### WORK TO COMPLETE
Here are some records. Transcribe all of them exactly.

### PROVIDED INFORMATION
PR #731, opened 2021-12-15
Revert the fix from #709

pfrenssen:
In local testing I have discovered that the fix that was proposed in #709 does not seem to be needed. The test for that PR still passes if the fix is reverted.

It might be possible I am getting a false negative due to some environment specific issues (for example, I have only tested on a Drupal 8 installation). Also it is possible that the test for the issue was not capturing the exact steps needed to replicate the bug.

Let's see what the test bot says.


pfrenssen:
OK I found out why this is passing on my installation. This is actually a duplicate of a core bug: [Issue #2730631: Upcast node and node_revision parameters of node revision routes](https://www.drupal.org/project/drupal/issues/2730631). I had this patch applied.

In the meantime this has been fixed in core and released in Drupal 9.3.

Shall we remove the fix from OG since this is not the right place to fix it? If users are affected they can update to Drupal 9.3, or on older versions they can apply the patch from the core issue.

amitaibu:
> Shall we remove the fix from OG since this is not the right place to fix it?

Yes, sounds right

idimopoulos (approved):
RTBC +1.

PR #732, opened 2021-12-17
Support Drupal 9.3

pfrenssen:
Drupal 9.3 has been released, and versions 9.0 and 9.1 are no longer supported. Let's update our composer.json and test matrix.

I've also added experimental support for PHP 8, but if this causes trouble we can handle it in a separate PR.


pfrenssen:
This is failing on Drupal 9.3 because the fix that was added in #709 was in fact caused by a bug in Drupal core (ref. [Issue #2730631: Upcast node and node_revision parameters of node revision routes](https://www.drupal.org/project/drupal/issues/2730631)). It seems that the fix in core and the one in OG are causing some kind of conflict.

Let's block this until #731 is in, which reverts the fix from #709.

idimopoulos (approved):
RTBC +1 :)

pfrenssen:
Thanks for reviewing!

PR #733, opened 2021-12-17
Signature of EventDispatcherInterface::dispatch() has changed

pfrenssen:
In Drupal 9.1 the order of the arguments to this method has been changed.

Ref. [Change record #3154407: Signature of EventDispatcherInterface::dispatch() has changed](https://www.drupal.org/node/3154407)

Fixes #725.

This also updates the touched classes with modern practices, such as introducing missing type hints, and some small unrelated fixes.

PR #734, opened 2021-12-18
Refactor \Drupal\og_ui\BundleFormAlter

pfrenssen:
The `\Drupal\og_ui\BundleFormAlter` class is in need of refactoring and bug fixing.

In #733 new scalar type hints are being introduced, and the testing of this has uncovered that the `BundleFormAlter` class is calling into `Og::isGroup()` with the `$bundle_id` set to `NULL`, while this method is only accepting strings.

Apart from this bug the class is also showing its age and is not up to date with current best practices. Let's:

### OUTPUT BELOW
PR #731, opened 2021-12-15
Revert the fix from #709

pfrenssen:
In local testing I have discovered that the fix that was proposed in #709 does not seem to be needed. The test for that PR still passes if the fix is reverted.

It might be possible I am getting a false negative due to some environment specific issues (for example, I have only tested on a Drupal 8 installation). Also it is possible that the test for the issue was not capturing the exact steps needed to replicate the bug.

Let's see what the test bot says.


pfrenssen:
OK I found out why this is passing on my installation. This is actually a duplicate of a core bug: [Issue #2730631: Upcast node and node_revision parameters of node revision routes](https://www.drupal.org/project/drupal/issues/2730631). I had this patch applied.

In the meantime this has been fixed in core and released in Drupal 9.3.

Shall we remove the fix from OG since this is not the right place to fix it? If users are affected they can update to Drupal 9.3, or on older versions they can apply the patch from the core issue.

amitaibu:
> Shall we remove the fix from OG since this is not the right place to fix it?

Yes, sounds right

idimopoulos (approved):
RTBC +1.

PR #732, opened 2021-12-17
Support Drupal 9.3

pfrenssen:
Drupal 9.3 has been released, and versions 9.0 and 9.1 are no longer supported. Let's update our composer.json and test matrix.

I've also added experimental support for PHP 8, but if this causes trouble we can handle it in a separate PR.


pfrenssen:
This is failing on Drupal 9.3 because the fix that was added in #709 was in fact caused by a bug in Drupal core (ref. [Issue #2730631: Upcast node and node_revision parameters of node revision routes](https://www.drupal.org/project/drupal/issues/2730631)). It seems that the fix in core and the one in OG are causing some kind of conflict.

Let's block this until #731 is in, which reverts the fix from #709.

idimopoulos (approved):
RTBC +1 :)

pfrenssen:
Thanks for reviewing!

PR #733, opened 2021-12-17
Signature of EventDispatcherInterface::dispatch() has changed

pfrenssen:
In Drupal 9.1 the order of the arguments to this method has been changed.

Ref. [Change record #3154407: Signature of EventDispatcherInterface::dispatch() has changed](https://www.drupal.org/node/3154407)

Fixes #725.

This also updates the touched classes with modern practices, such as introducing missing type hints, and some small unrelated fixes.

PR #734, opened 2021-12-18
Refactor \Drupal\og_ui\BundleFormAlter

pfrenssen:
The `\Drupal\og_ui\BundleFormAlter` class is in need of refactoring and bug fixing.

In #733 new scalar type hints are being introduced, and the testing of this has uncovered that the `BundleFormAlter` class is calling into `Og::isGroup()` with the `$bundle_id` set to `NULL`, while this method is only accepting strings.

Apart from this bug the class is also showing its age and is not up to date with current best practices. Let's:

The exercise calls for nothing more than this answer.